Each line in the data holding "also" should be listed.

[Stored data entries]

···

PR #9767, opened 2022-03-29
feat(FX-3847): Move position of save button on artwork grid

gkartalis:

This PR solves [FX-3847]

### Description

WIP


src/v2/Components/Artwork/Details.tsx
```diff
@@ -294,6 +310,7 @@ export const DetailsFragmentContainer = createFragmentContainer(Details, {
       href
       title
       date
+      is_saved
```
gkartalis, line 313: **relay-question:** Do we need to include `is_saved` here to make it accessible in this component? Asking cause down below we are spreading the `NewSaveButton_artwork` which made me thing that since it includes the `is_saved` it would make it accessible in the component but it didn't 🤔

dimatretyak: if `is_saved` should be used in `Details` component (as far as I understand, we should display the "save" button without a hover effect if the user saved artwork earlier), then you need to query it here

dimatretyak: > Asking cause down below we are spreading the NewSaveButton_artwork which made me thing that since it includes the is_saved it would make it accessible in the component but it didn't

in `Details` component, only the data that you explicitly requested will be available (data from fragments will not be available). You can check the available data in an automatically [generated GraphQL file](https://github.com/artsy/force/blob/e03d6679830be82c9458bdbda77fe23b7535631d/src/v2/__generated__/Details_artwork.graphql.ts#L7)

gkartalis:
> @gkartalis I think this PR might need to be rebased off of origin/main so that the commits from https://github.com/artsy/force/pull/9741 aren't included in the diff. Would you mind pushing up the result of the rebase and re-ping for review?
Screenshot 2022-03-30 at 16 51 52

It seems like the diff is ok since I rebased of main after https://github.com/artsy/force/pull/9741 got merged, I only see the commits in the history 🤔

src/v2/Components/Artwork/Details.tsx
```diff
@@ -230,14 +233,20 @@ export const Details: React.FC<DetailsProps> = ({
             )}
         </Flex>
       )}
+      {(!!rest.artwork.is_saved || isHovered) && (
```
dimatretyak, line 236: **question**: I think it is necessary to check `isTouch` and if it is `true`, then don't display the "save" button (this check is [performed](https://github.com/artsy/force/blob/main/src/v2/Components/Artwork/SaveButton/useSaveButton.tsx#L30) for `isSaveButtonVisible`). what do you think about it?

dimatretyak:
"Save" button overlaps long titles

save

src/v2/Components/Artwork/GridItem.tsx
```diff
@@ -94,13 +94,6 @@ export const ArtworkGridItem: React.FC<ArtworkGridItemProps> = ({
         </Link>
 
         <Badge artwork={artwork} />
-
-        {isSaveButtonVisible && (
-          <SaveButtonFragmentContainer
-            contextModule={contextModule || ContextModule.artworkGrid}
-            artwork={artwork}
-          />
-        )}
```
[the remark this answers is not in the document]
gkartalis: 😬  woops, great point @dimatretyak

src/v2/Components/Artwork/Details.tsx
```diff
@@ -301,6 +310,7 @@ export const DetailsFragmentContainer = createFragmentContainer(Details, {
       href
       title
       date
+      is_saved: isSaved
```
dblandin, line 313: **suggestion**: These aliases were useful when we were migrating from Metaphysics's V1 to V2 schema but for new additions, we should stick with camelCased attribute names.

dblandin (commented):
Looking good! 👍🏼

src/v2/Components/Artwork/Details.tsx
gkartalis: Added that as well! 🤘

mdole (commented):
great work @gkartalis and @dimatretyak !! Couple quick notes:
- Hovering over the heart on a work you have not saved shows "Unsave", we should fix that
Screen Shot 2022-04-04 at 12 10 49 PM

- The icon in the review app is smaller than in the Figma file, though there's also this note in Figma that is confusing me:

> black 60 / decrease the icon size but keep the hover/interact space larger

Not sure if you've already talked with Lois about that or not, but wanted to flag!

gkartalis:
@mdole thanks! 

> Hovering over the heart on a work you have not saved shows "Unsave", we should fix that
addressed that just now 🤘
> The icon in the review app is smaller than in the Figma file, though there's also this note in Figma that is confusing me:
Already checked with design about this and it looks good for them 🤘

src/v2/Components/Artwork/SaveButton/NewSaveButton.tsx
```diff
@@ -0,0 +1,103 @@
...
+
+const BTN_HEIGHT = 20
+const BTN_WIDTH = 20
+
+export const NewSaveButton: React.FC<SaveButtonProps> = ({
+  artwork,
+  contextModule,
+}) => {
+  const tracking = useTracking()
+  const [isHovered, setIsHovered] = useState(false)
```
dimatretyak, line 27: **question**: maybe we can use [useSaveButton](https://github.com/artsy/force/blob/7004af4c956c28111ef4910695cd9c0f82683ca9/src/v2/Components/Artwork/SaveButton/useSaveButton.tsx#L10) hook here?

dimatretyak (approved):
Nice work 👍

nickskalkin (approved):
great work 👍

src/v2/Components/Artwork/Details.tsx
```diff
@@ -230,14 +239,22 @@ export const Details: React.FC<DetailsProps> = ({
...
       )}
-      {!hideArtistName && <ArtistLine {...rest} />}
+      <Flex flexDirection="row" justifyContent="space-between">
+        {!hideArtistName && <ArtistLine {...rest} />}
+        {shouldShowHoverSaveButton && (
+          <NewSaveButtonFragmentContainer
+            contextModule={ContextModule.artworkGrid}
+            artwork={rest.artwork}
+          />
+        )}
```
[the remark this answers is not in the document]
gkartalis: In `<GridItem />` we never pass the `hideArtistName` (see [here](https://github.com/artsy/force/blob/f022c3d8d0c26aa345b848e7f036e846137e2305/src/v2/Components/Artwork/GridItem.tsx#L112)). So this is why I didn't consider that.

Am I missing any case were this would cause a problem?

src/v2/Components/Artwork/SaveButton/NewSaveButton.tsx
gkartalis: Why would we want to do that though? 🤔

src/v2/Components/Artwork/Details.tsx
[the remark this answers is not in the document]
dimatretyak: > In <GridItem /> we never pass the hideArtistName (see [here](https://github.com/artsy/force/blob/f022c3d8d0c26aa345b848e7f036e846137e2305/src/v2/Components/Artwork/GridItem.tsx#L112)). So this is why I didn't consider that.

 ahh. good point! I forgot about the fact that the changes are only available in `GridItem` component

src/v2/Components/Artwork/Details.tsx
```diff
@@ -212,9 +217,13 @@ export const Details: React.FC<DetailsProps> = ({
...
 }) => {
   const { isAuctionArtwork } = useArtworkGridContext()
+  const { isHoverEffectEnabled } = useHoverMetadata()
+
+  const shouldShowHoverSaveButton =
+    isHoverEffectEnabled && (!!rest.artwork.is_saved || (isHovered && !isTouch))
 
   return (
-    <>
+    <Box position="relative">
```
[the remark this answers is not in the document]
gkartalis: great point removing that now

src/v2/Components/Artwork/Details.tsx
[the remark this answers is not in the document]
dimatretyak: Thanks for checking

src/v2/Components/Artwork/SaveButton/NewSaveButton.tsx
dimatretyak: To be able to reuse [this logic](https://github.com/artsy/force/blob/7004af4c956c28111ef4910695cd9c0f82683ca9/src/v2/Components/Artwork/SaveButton/useSaveButton.tsx#L17-L27) [here](https://github.com/artsy/force/blob/7004af4c956c28111ef4910695cd9c0f82683ca9/src/v2/Components/Artwork/SaveButton/NewSaveButton.tsx#L52-L58) and [here](https://github.com/artsy/force/blob/7004af4c956c28111ef4910695cd9c0f82683ca9/src/v2/Components/Artwork/SaveButton/NewSaveButton.tsx#L27). It's just a suggestion, if you don't agree with it – just ignore it. Maybe I get too hung up on such things😅

gkartalis: Cool, gave it a quick try and i felt it complicated things 🙈  will ignore it for now but thanks for raising that!

dimatretyak: Got it. Thanks!

gkartalis:
#squashOnGreen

···

■ SOLUTION FOR THIS TASK
- The icon in the review app is smaller than in the Figma file, though there's also this note in Figma that is confusing me:
> The icon in the review app is smaller than in the Figma file, though there's also this note in Figma that is confusing me:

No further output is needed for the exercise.